Hovsep Shishmanian (Constantinople/Istanbul 1822 – Tiflis/Tbilisi 1888), Ottoman Armenian educator and historical novelist better known by his pen name Dzerents, lost both parents at a young age and was sent to the Armenian Catholic Mekhitarist Congregation in Venice in 1831. Unlike his classmate, Ghevont Alishan, Shishmanian did not enter the clergy and returned to Constantinople in 1837, where he was apprenticed to a pharmacist and taught in Armenian schools. In 1848, he travelled to Paris to study medicine, earning his medical degree in 1853. During this time, Shishmanian also taught at the Mekhitarist school in Paris, where the future Ottoman Armenian intellectual Madteos Mamourian was among his pupils.
In the 1850s and 1860s, Shishmanian, having returned to Constantinople, worked to create a sense of national unity among Apostolic and Catholic Armenians, whose leadership had been at odds for decades. He also took part in charitable associations that sought to spread education and improve economic conditions among Armenians outside urban centres, particularly in the region of Cilicia. Cilicia was the setting of Shishmanian’s first historical novel, which he began writing while working as a physician in Cyprus in the mid-1870s. Along with Hakob Melik Hakobian (Raffi) and Madteos Mamourian, Shishmanian is one of the few Armenian historical novelists.

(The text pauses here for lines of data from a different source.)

PR #506, opened 2024-09-22
Reconfigure if configure inputs changed

### LINKED ISSUE #505: Force Reconfigure if CC / CXX changed
I noticed that when building servo for openharmony and upgrading the SDK, the mozjs build system will continue to use the old compiler paths. This becomes noticable, when deleting the old SDK, since that triggers errors like: 

```
make[4]: /path/to/old/llvm/bin/aarch64-unknown-linux-ohos-clang++: No such file or directory
```

I'm a bit more worried about the case, were the user did not delete the old SDK, and mozjs is just silently using the old compiler instead of the new compiler that servo is telling it to use.

Proposed solution: mozjs should force a complete reconfigure if variables like CC or CXX change.

jschwe:
Save all input variables to the configure script, so that we can re-run it when necessary.

Closes #505

### DIFF
--- a/mozjs-sys/makefile.cargo
+++ b/mozjs-sys/makefile.cargo
@@ -148,12 +148,18 @@ all: maybe-configure
 # The second two time checks handle the case of configure.in and configure having
 # the same timestamp (e.g. after a git checkout)
 JSSRC := '$(SRC_DIR)'/js/src
+# Keep track of all input variables to configure, so we don't skip reconfigure
+# when we do need to reconfigure
+CONFIGURE_INPUTS := "$(CC)$(CFLAGS)$(CPP)$(CPPFLAGS)$(CXX)$(CXXFLAGS)$(AS)$(AR)$(CONFIGURE_FLAGS)"
+LAST_CONFIGURE_INPUTS := "$(shell cat reconfigure.inputs)"
 maybe-configure:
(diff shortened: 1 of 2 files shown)


mozjs-sys/makefile.cargo
```diff
@@ -148,12 +148,18 @@ all: maybe-configure
 # The second two time checks handle the case of configure.in and configure having
 # the same timestamp (e.g. after a git checkout)
 JSSRC := '$(SRC_DIR)'/js/src
+# Keep track of all input variables to configure, so we don't skip reconfigure
+# when we do need to reconfigure
+CONFIGURE_INPUTS := "$(CC)$(CFLAGS)$(CPP)$(CPPFLAGS)$(CXX)$(CXXFLAGS)$(AS)$(AR)$(CONFIGURE_FLAGS)"
+LAST_CONFIGURE_INPUTS := "$(shell cat reconfigure.inputs)"
```
sagudev, line 154: what is shell command? It's not available in git bash.

jschwe: isn't that make syntax to call the shell (bash)? Just doing `$(cat reconfigure.inputs)` did not work for me.

sagudev: right, this is makefile not bash script!

mrobinson (approved):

Toros Lewoni (“Toros, son of Levon”) was published in 1877. Set in 12th-century Cilicia, during a period of Armenian rule over that region, it relates the struggle of an Armenian prince to resist Byzantine control during the Crusades and to restore Armenian statehood. Shismanian’s second historical novel, Erkunk Innerord Daru (“Travails of the 9th century”, 1879), explores similar themes of national liberation, this time during a 9th-century Armenian revolt against the Abbasid Caliphate. His third and final historical novel, Theodoros Rshtuni, was published in 1881 and is set in the 7th century – yet another period in which Shishmanian situates a drive to establish Armenian statehood. The title character, an Armenian prince, attempts to unite Armenians against Byzantine, Persian and Arab political control. These last two novels were published in the wake of the Russo-Turkish War and the Congress of Berlin, which created independent states out of former Ottoman provinces and stimulated the development of a national liberation ideology among Ottoman Armenian intellectuals.
Shishmanian moved to Russian-governed Tbilisi in 1878, where he taught in an Armenian school. He spent the final decade of his life traveling between Constantinople, Paris and Tbilisi.